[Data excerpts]
>>>>

PR #4016, opened 2026-04-24
fix: improve EQ_DOESNT_OVERRIDE_EQUALS warning to mention symmetry risk

### LINKED ISSUE #511: Adhering to EQ_DOESNT_OVERRIDE_EQUALS requires violation of equals method contract
This issue was reported on the FindBugs SourceForge issue tracker but was closed without any discussion (see [#1379](https://sourceforge.net/p/findbugs/bugs/1379/)). I'm reposting the issue here as this has recently surfaced issues within my organisation.

The bug EQ_DOESNT_OVERRIDE_EQUALS is defined as:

<<<<

Prompt:
Would you return the full set of entries, unchanged in every detail?

Response box:
PR #4016, opened 2026-04-24
fix: improve EQ_DOESNT_OVERRIDE_EQUALS warning to mention symmetry risk

### LINKED ISSUE #511: Adhering to EQ_DOESNT_OVERRIDE_EQUALS requires violation of equals method contract
This issue was reported on the FindBugs SourceForge issue tracker but was closed without any discussion (see [#1379](https://sourceforge.net/p/findbugs/bugs/1379/)). I'm reposting the issue here as this has recently surfaced issues within my organisation.

The bug EQ_DOESNT_OVERRIDE_EQUALS is defined as:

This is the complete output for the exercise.